(SUPPLIED RECORDS begins)
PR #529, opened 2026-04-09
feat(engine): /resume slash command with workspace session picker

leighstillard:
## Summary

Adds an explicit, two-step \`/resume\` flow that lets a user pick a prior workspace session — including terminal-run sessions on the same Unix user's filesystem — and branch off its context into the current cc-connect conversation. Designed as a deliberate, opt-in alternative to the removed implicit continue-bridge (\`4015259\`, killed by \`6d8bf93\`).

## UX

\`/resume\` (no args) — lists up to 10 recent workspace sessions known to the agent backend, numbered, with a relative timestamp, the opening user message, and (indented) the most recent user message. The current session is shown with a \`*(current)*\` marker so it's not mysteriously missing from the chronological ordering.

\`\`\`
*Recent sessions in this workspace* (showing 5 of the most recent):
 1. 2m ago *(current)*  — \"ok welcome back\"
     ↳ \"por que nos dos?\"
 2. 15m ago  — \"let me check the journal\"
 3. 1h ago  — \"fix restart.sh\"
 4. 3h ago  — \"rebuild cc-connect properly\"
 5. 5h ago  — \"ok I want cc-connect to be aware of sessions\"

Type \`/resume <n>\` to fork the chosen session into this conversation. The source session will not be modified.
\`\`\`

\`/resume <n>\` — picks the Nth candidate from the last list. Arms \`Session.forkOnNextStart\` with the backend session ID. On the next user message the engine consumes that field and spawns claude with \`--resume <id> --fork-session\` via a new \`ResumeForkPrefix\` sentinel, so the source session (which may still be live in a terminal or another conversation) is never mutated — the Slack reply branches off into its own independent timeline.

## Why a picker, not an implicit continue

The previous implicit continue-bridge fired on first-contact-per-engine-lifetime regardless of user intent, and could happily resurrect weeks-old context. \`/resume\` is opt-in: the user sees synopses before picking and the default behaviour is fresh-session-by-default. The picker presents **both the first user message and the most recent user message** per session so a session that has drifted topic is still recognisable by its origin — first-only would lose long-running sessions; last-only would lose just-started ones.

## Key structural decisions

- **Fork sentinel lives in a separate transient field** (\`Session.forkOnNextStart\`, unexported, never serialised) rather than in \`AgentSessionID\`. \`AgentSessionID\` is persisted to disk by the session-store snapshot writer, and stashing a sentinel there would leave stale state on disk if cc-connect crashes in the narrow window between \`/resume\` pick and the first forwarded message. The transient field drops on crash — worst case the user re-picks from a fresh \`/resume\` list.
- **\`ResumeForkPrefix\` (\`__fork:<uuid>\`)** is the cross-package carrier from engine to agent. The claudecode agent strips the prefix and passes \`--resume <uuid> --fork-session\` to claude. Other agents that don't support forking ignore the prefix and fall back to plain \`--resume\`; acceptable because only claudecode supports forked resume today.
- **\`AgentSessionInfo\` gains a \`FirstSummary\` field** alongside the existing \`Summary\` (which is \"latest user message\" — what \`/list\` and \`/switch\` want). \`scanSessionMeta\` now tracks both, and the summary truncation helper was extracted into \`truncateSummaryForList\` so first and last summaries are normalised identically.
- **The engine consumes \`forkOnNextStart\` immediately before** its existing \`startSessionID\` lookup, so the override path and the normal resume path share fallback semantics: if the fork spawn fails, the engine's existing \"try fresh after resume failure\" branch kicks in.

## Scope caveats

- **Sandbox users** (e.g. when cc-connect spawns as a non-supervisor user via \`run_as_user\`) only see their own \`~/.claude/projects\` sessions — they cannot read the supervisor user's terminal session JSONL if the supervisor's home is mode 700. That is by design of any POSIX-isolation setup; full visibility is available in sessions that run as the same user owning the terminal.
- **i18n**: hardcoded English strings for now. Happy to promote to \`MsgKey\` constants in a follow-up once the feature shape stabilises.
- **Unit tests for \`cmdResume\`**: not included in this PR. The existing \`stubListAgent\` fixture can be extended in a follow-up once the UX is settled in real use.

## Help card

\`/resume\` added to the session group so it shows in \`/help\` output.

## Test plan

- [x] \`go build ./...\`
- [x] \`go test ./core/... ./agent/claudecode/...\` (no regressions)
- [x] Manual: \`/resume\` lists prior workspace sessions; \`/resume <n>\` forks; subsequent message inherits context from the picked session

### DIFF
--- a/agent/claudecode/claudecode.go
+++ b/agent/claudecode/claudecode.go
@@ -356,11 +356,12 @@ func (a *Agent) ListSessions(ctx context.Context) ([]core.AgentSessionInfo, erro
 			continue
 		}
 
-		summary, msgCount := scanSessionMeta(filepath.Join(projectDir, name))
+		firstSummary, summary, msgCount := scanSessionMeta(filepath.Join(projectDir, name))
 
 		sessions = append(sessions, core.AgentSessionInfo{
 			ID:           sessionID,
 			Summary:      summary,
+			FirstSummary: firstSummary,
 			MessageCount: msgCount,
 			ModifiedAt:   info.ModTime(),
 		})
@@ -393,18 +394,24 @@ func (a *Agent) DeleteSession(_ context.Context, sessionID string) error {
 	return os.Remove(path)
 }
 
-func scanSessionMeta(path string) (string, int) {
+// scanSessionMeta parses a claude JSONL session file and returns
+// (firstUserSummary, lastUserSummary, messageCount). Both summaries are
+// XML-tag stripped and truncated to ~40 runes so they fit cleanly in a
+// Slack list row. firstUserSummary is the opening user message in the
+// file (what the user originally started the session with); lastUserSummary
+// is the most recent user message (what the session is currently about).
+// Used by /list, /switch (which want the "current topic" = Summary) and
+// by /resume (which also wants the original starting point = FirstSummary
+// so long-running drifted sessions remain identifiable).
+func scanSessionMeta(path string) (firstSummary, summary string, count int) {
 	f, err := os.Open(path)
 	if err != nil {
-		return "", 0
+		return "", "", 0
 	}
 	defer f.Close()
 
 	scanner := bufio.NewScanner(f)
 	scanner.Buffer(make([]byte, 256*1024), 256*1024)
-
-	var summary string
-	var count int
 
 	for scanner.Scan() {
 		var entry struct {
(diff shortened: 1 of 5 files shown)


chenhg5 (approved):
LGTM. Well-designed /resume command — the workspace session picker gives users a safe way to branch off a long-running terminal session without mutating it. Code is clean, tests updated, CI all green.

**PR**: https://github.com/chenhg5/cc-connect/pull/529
(SUPPLIED RECORDS ends)
(SUPPLIED RECORDS begins)
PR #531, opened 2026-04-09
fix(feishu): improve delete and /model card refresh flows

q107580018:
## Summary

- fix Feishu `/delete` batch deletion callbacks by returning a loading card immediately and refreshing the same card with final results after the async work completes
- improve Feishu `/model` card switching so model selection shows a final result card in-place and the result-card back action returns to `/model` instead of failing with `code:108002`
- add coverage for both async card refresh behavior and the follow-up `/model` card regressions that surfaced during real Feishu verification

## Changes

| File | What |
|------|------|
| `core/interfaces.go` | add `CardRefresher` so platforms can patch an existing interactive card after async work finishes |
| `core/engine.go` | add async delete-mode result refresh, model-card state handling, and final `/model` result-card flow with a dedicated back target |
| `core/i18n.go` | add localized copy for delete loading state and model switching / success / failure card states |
(SUPPLIED RECORDS ends)
(SUPPLIED RECORDS begins)
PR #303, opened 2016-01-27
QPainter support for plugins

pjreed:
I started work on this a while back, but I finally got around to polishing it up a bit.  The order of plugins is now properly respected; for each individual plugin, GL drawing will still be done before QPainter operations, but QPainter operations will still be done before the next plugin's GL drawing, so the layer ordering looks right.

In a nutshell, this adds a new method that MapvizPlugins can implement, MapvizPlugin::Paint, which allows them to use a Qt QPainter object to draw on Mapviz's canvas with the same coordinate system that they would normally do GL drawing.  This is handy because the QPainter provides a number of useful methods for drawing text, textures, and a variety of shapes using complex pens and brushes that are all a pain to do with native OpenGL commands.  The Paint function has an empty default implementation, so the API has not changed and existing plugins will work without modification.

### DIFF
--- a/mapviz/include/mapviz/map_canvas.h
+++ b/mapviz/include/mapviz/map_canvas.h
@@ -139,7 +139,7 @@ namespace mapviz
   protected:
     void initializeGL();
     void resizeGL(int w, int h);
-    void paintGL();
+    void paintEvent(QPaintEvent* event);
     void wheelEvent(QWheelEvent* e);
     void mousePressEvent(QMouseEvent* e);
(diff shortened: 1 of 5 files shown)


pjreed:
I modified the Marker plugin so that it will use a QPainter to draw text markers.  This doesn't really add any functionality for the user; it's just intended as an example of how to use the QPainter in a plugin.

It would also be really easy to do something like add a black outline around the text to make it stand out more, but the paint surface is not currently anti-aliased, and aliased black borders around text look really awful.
(SUPPLIED RECORDS ends)
§ WHAT YOU HAVE TO DO
From the entries above, collect every line with the string "started" in it.

§ RESULT OF THIS TASK
The previous implicit continue-bridge fired on first-contact-per-engine-lifetime regardless of user intent, and could happily resurrect weeks-old context. \`/resume\` is opt-in: the user sees synopses before picking and the default behaviour is fresh-session-by-default. The picker presents **both the first user message and the most recent user message** per session so a session that has drifted topic is still recognisable by its origin — first-only would lose long-running sessions; last-only would lose just-started ones.
+// file (what the user originally started the session with); lastUserSummary
I started work on this a while back, but I finally got around to polishing it up a bit.  The order of plugins is now properly respected; for each individual plugin, GL drawing will still be done before QPainter operations, but QPainter operations will still be done before the next plugin's GL drawing, so the layer ordering looks right.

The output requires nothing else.